Reaction phenotyping was performed to ascertain the pathways involved in the metabolism of fusidic acid (FA). The amount of FA remaining was determined at various time points for incubation mixtures containing either recombinant human P450 (A) or UGT (B) isoforms. Data are presented as percentages of FA remaining at the end of 30 min of incubation, corrected for control incubation in the absence of NADPH.

FIG 6

Inhibition of P450-mediated metabolism of atorvastatin (A), cerivastatin (B), fluvastatin (C), and simvastatin (D) was studied in human liver microsomes in the presence of various concentrations of FA (0 μM to 1,000 μM). Intrinsic clearance was estimated using the slope of the curve for parent disappearance as described in Materials and Methods. The IC₅₀s were calculated by fitting a nonlinear regression model to the intrinsic clearance values and the FA concentration by using GraphPad Prism 5. Calculated fitting curves were overlaid.

FIG 7

To determine the specific P450 isozymes involved in the interaction, FA-mediated inhibition of metabolism was studied with 2 μM atorvastatin (A), cerivastatin (B), and rosuvastatin (C), using a recombinant CYP3A4 system in the presence of various concentrations of FA (0 μM to 1,000 μM).
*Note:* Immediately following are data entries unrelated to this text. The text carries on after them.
PR #2059, opened 2024-02-05
Schemas: List enhancements and support prefect_kind

pleek91:
# Description
Adds the ability to switch between prefect kinds for individual list items. Adds menu items for "Move to bottom" and "Move to top". Abstracts the logic for prefect kind as well as schema property input into compositions for reuse. 

image

### DIFF
--- a/src/schemas/components/SchemaFormProperty.vue
+++ b/src/schemas/components/SchemaFormProperty.vue
@@ -33,8 +33,8 @@
   import { computed } from 'vue'
   import SchemaFormPropertyMenu from '@/schemas/components/SchemaFormPropertyMenu.vue'
   import { usePrefectKind } from '@/schemas/compositions/usePrefectKind'
-  import { usePropertyInput } from '@/schemas/compositions/usePropertyInput'
   import { useSchemaProperty } from '@/schemas/compositions/useSchemaProperty'
+  import { useSchemaPropertyInput } from '@/schemas/compositions/useSchemaPropertyInput'
   import { SchemaProperty } from '@/schemas/types/schema'
   import { SchemaValue } from '@/schemas/types/schemaValues'
   import { isNullish } from '@/utilities'
@@ -73,7 +73,7 @@
   }
 
   const { kind } = usePrefectKind(value)
-  const { input } = usePropertyInput(property, value)
+  const { input } = useSchemaPropertyInput(property, value)
 </script>
 
 <style>
--- a/src/schemas/components/SchemaFormProperty.vue
+++ b/src/schemas/components/SchemaFormProperty.vue
@@ -31,13 +31,13 @@
 <script lang="ts" setup>
   import { isNotNullish } from '@prefecthq/prefect-design'
   import { computed } from 'vue'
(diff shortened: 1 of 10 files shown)


src/schemas/components/SchemaFormProperty.vue
pleek91, line 1: Nothing really changed here. Just abstracting pieces of this into compositions for reuse in the list components.

src/schemas/components/SchemaFormPropertyArray.vue
```diff
@@ -58,22 +70,29 @@
...
 }
 
-.schema-form-property-array__handle { @apply
-  cursor-grab
-  mt-2
+.schema-form-property-array__empty { @apply
+  text-subdued
+  text-sm
+  italic;
+  margin-left: 30px;
```
brandonreid, line 96: I'm slightly surprised this worked out to 30px and didn't land on the 8pt grid, but it's an eyeball number regardless.

brandonreid (approved):

src/schemas/compositions/usePrefectKind.ts
```diff
@@ -0,0 +1,34 @@
...
+    },
+    set(__prefect_kind) {
+      kindValuesMap[kind.value] = propertyValue.value
+
+      if (__prefect_kind in kindValuesMap) {
+        propertyValue.value = kindValuesMap[__prefect_kind]
+        return
+      }
+
+      propertyValue.value = { __prefect_kind }
```
znicholasbrown, line 27: Making sure I understand this correctly - this is what stores the value for a given kind view when switching between them, right?

src/schemas/compositions/useSchemaPropertyInput.ts
```diff
@@ -0,0 +1,49 @@
+import { MaybeRefOrGetter, Ref, computed, toValue } from 'vue'
+import SchemaFormPropertyInput from '@/schemas/components/SchemaFormPropertyInput.vue'
+import SchemaFormPropertyKindJson from '@/schemas/components/SchemaFormPropertyKindJson.vue'
+import { SchemaProperty } from '@/schemas/types/schema'
+import { isPrefectKindValue } from '@/schemas/types/schemaValues'
+import { SchemaValue } from '@/types'
+import { withProps } from '@/utilities/components'
+
+// this is a lot easier to just let typescript infer the return type
+// eslint-disable-next-line @typescript-eslint/explicit-function-return-type
```
znicholasbrown, line 10: 👍🏻

znicholasbrown (approved):

src/schemas/components/SchemaFormPropertyArray.vue
pleek91: This was, special lol. I wanna revisit this at the base component to clean this up. This this keeps me moving for now and it looks fine. Its the width of the drag icon itself plus 8px for gap I believe.

src/schemas/compositions/usePrefectKind.ts
pleek91: Correct, this composition handles caching values when switching and setting the correct value when the user changes the `kind`. Implementation components don't need to care about the value when switching kinds.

Intrinsic clearance was estimated using the slope of the curve for parent disappearance as described in Materials and Methods. The IC₅₀s were calculated by fitting a nonlinear regression model to the intrinsic clearance values and the FA concentration by using GraphPad Prism 5. Calculated fitting curves were overlaid for atorvastatin and cerivastatin only.